气喘吁吁地跑着,便见前头传来笑声,还伴有丝竹乐声,抬眼一瞧,正是后宫里的妃嫔们趁着这难得的日光在园中听曲儿说笑。

坐在众人中间的女人一身绯色宫装,月白的丝线勾的那几簇水仙格外漂亮,蓬蓬勃勃有生气,

不仅漂亮,那丝线也是与一般妃嫔不同的,不是晃眼的亮,在日光下泛着珍珠般温润的色泽。

她大腹便便,慵懒地靠在镶嵌了珠玉的玲珑榻上,其他妃嫔都暗暗争着同她说话,离她最近的是一位形容清丽的妃子,一身清透的水绿,像是玉做的一般。

琴柔从未去过紫禁城当差,后宫里的妃嫔她也不全然认得,可那位腹部隆起的,一望便知是孙贵妃,除了皇后,没有第二个后妃敢摆这样的阵仗。

琴柔只不过是多看了一眼,又急着去请太医,便想从一旁悄悄绕过去,便可免了请安的繁琐。

她这么想着,猫起身子就往一旁钻去,那些妃嫔们身后跟着的宫女眼尖,见一个小宫女竟然无视众妃嫔,格外生气,指着琴柔便喊道:“是哪个宫中不知礼数的小丫头!”

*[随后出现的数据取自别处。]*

PR #1121, opened 2014-12-15
Configurable message length limit for HTTP API

jerith:
We currently accept all (valid) outbound messages in the HTTP API. Ideally, we'd like to reject messages that can't be sent for some reason. Since we don't (currently) have any way to get capability information from channels, the easiest thing to do here is add conversation config, starting with the length limit.

### DIFF
--- a/go/apps/http_api/view_definition.py
+++ b/go/apps/http_api/view_definition.py
@@ -24,6 +24,10 @@ class TokenForm(forms.Form):
     metric_store = forms.CharField(
         help_text='Which store to publish metrics to.',
         required=False)
+    content_length_limit = forms.IntegerField(
+        help_text=('Optional content length limit. If set, messages with'
+                   ' content longer than this will be rejected.'),
+        required=False)
 
     @staticmethod
     def initial_from_config(data):
@@ -34,6 +38,7 @@ class TokenForm(forms.Form):
             'push_message_url': data.get('push_message_url', None),
             'push_event_url': data.get('push_event_url', None),
             'metric_store': data.get('metric_store', DEFAULT_METRIC_STORE),
+            'content_length_limit': data.get('content_length_limit', None),
         }
 
     def to_config(self):
@@ -43,6 +48,7 @@ class TokenForm(forms.Form):
             'push_message_url': data['push_message_url'] or None,
             'push_event_url': data['push_event_url'] or None,
             'metric_store': data.get('metric_store') or DEFAULT_METRIC_STORE,
+            'content_length_limit': data.get('content_length_limit', None),
             # The worker code checks these, but we don't provide config UI for
             # them. They should always be False.
             'ignore_events': False,
--- a/go/apps/http_api_nostream/resource.py
+++ b/go/apps/http_api_nostream/resource.py
@@ -124,7 +124,7 @@ class MsgCheckHelpers(object):
         Check that the message content is within the configured length limit.
         """
         length_limit = api_config.get("content_length_limit")
-        if length_limit is not None:
+        if (length_limit is not None) and (payload["content"] is not None):
             content_length = len(payload["content"])
             if content_length > length_limit:
                 return "Payload content too long: %s > %s" % (
--- a/go/apps/http_api_nostream/resource.py
+++ b/go/apps/http_api_nostream/resource.py
@@ -127,7 +127,7 @@ class MsgCheckHelpers(object):
         if length_limit is not None:
             content_length = len(payload["content"])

琴柔还未开口说什么,便被眼疾手快的太监拉住,拽着去到众妃嫔跟前。

“贵妃娘娘……奴才琴柔见过贵妃娘娘!”琴柔忙跪好,毕恭毕敬地说道。

这些日子以来皇上如何宠爱那个陆氏余孽,孙贵妃嘴上不说,却派人盯得比谁都紧,这小宫女一说她叫“琴柔”,孙贵妃便扬了扬细细的柳叶眉,然后笑了笑:“你是要去做什么了不得的大事,连规矩都不懂,是万寿园中没人管教么?”

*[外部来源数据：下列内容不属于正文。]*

PR #1126, opened 2014-12-17
Billing dispatcher discards messages when it's unhappy

jerith:
We catch `BillingError` and forward messages without billing for them, but any other exception results in the message being dropped.

### DIFF
--- a/go/vumitools/billing_worker.py
+++ b/go/vumitools/billing_worker.py
@@ -174,10 +174,14 @@ class BillingDispatcher(Dispatcher, GoWorkerMixin):
             yield self.create_transaction_for_inbound(msg)
             msg_mdh.set_paid()
         except BillingError:
-            log.warning("BillingError for inbound message: %r" % (msg,))
+            log.warning(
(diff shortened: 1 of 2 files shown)


jerith:
I've written some tests for the `BillingError` and non-`BillingError` cases. The latter tests fail.

hodgestar:
I'm a bit concerned that the 0.5s delay is much the same as throwing a message on the floor for USSD. Probably we should pick this up in monitoring elsewhere (e.g. response time graphs) though.

The code looks fine. I'm not super excited about this solution but I'm :+1: on landing this and trying it out rather than going round in circles discussing options.

:+1:

jerith:
> I'm a bit concerned that the 0.5s delay is much the same as throwing a message on the floor for USSD. Probably we should pick this up in monitoring elsewhere (e.g. response time graphs) though.

It's a compromise between "keep processing messages, even if that means not billing for them" and "block all messages when there's a problem". 0.5s means we'll process two messages per second per worker while there are problems, and it's configurable if we decide a different value (all the way down to none at all) is better.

琴柔心急如焚,话就在嘴边,她却犹豫着不知该说还是不该说,

她素来心细,长明宫东边别院里的种种她一个字也没对外说过,皇上只叫她去请太医,陆晗蕊如今是众矢之的,后宫都看她不顺眼,

要是她张口说了些什么不该说的,岂不是给她平白惹是非了?

琴柔想了想,恭敬回道:“回禀贵妃娘娘,奴才今日受了风寒,头痛欲裂,便想着赶忙去太医院寻副药,一时心急疏忽了宫规,望贵妃娘娘恕罪!”

孙贵妃淡淡地嗯了一声,问一旁那位形容清丽的妃子:“宁妃,你自小精通医理,快给这个不知礼数的奴才断断该怎么治病才好!”

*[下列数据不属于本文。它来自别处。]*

PR #1129, opened 2014-12-24
Change routing table dispatcher to handle opt outs

justinvdm:
At the moment, we rely on an opt out middleware attached to the routing table dispatcher for this. The plan is to move this handling onto the routing table dispatcher. This will help make #1127 possible.

### DIFF
--- a/go/vumitools/middleware.py
+++ b/go/vumitools/middleware.py
@@ -39,6 +39,45 @@ class NormalizeMsisdnMiddleware(TransportMiddleware):
         return message
 
 
+class OptOutMiddleware(BaseMiddleware):
+
+    @inlineCallbacks
+    def setup_middleware(self):
+        self.vumi_api = yield VumiApi.from_config_async(self.config)
+
+        self.case_sensitive = self.config.get('case_sensitive', False)
+        keywords = self.config.get('optout_keywords', [])
+        self.optout_keywords = set([self.casing(word) for word in keywords])
+
+    def casing(self, word):
+        if not self.case_sensitive:
+            return word.lower()
+        return word
+
+    @inlineCallbacks
+    def handle_inbound(self, message, endpoint):
+        optout_disabled = False
+        msg_mdh = MessageMetadataHelper(self.vumi_api, message)
+        if msg_mdh.tag is not None:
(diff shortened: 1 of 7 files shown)


justinvdm:
I'm +1 on converting the opt out middleware to a utility class and using it from the rtd. Going with that approach if people are okay with that.

jerith:
I don't really like the thought of moving more of this stuff into the RTD, but I don't have any better ideas at the moment. Let's try keep it as isolated as possible so we can move it to channels or something if and when that becomes possible.

justinvdm:
Cool, +1 on keeping it isolated and being able to reuse it for channels. I think having it as a utility class will make that possible, or at the very least a start.

justinvdm:
Ready for review.

jerith:
Can you add some docstrings for the tests, please?

We need to get better about doing that, even if it's only for new code.

justinvdm:
Docstrings added for the opt out helper's tests.

go/vumitools/middleware.py
```diff
@@ -39,45 +39,6 @@ def handle_outbound(self, message, endpoint):
         return message
 
 
-class OptOutMiddleware(BaseMiddleware):
-
```
jerith, line 43: We should probably leave the middleware in for a while (although deprecate it and maybe rewrite it to use the new helper) to avoid breakage if the code gets deployed without the corresponding config changes.

It should be safe to apply it more than once, right?

justinvdm, line 43: Should be safe if we rewrite it to use the new helper. The helper doesn't reprocess a message if it already has opt out metadata.

justinvdm, line 43: The issue with this is that the opt out helper takes in an account when processing a message. We don't use it yet, but we will soon. I don't know how possible it is for us to get hold of accounts in the middleware in a way that does not perform badly (that is the reason for this PR's change in the first place).

justinvdm, line 43: Applying it more than once is probably fine though, so I guess we could leave the middleware around and just not try modify it to use the helper.

hodgestar:
:+1:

宁妃心中轻叹一声,不管是在宫内宫外,孙贵妃自小都是爱折腾人的主,

之前夜宴就闹了一出,作的皇上当即就给皇后下了脸子,孙贵妃尝了甜头,自来到万寿园后,除了在太后跟前孝顺乖巧,皇后也被她视若无物。

更何况是一个受了风寒的小宫女……哦不,是皇上别院中伺候陆氏的小宫女。

宁妃站起身,走近前看了看这个叫琴柔的小宫女,面上并未有风寒之症,

琴柔悄悄抬头,趁着她的身子挡住孙贵妃,小心地动了动嘴巴:“娘娘,奴才真的有天大的急事……皇上……”

“宁妃!”孙贵妃将手中把玩的玉如意重重放下,“别靠奴才太近,脏,小心得病!狐狸精的sao病!”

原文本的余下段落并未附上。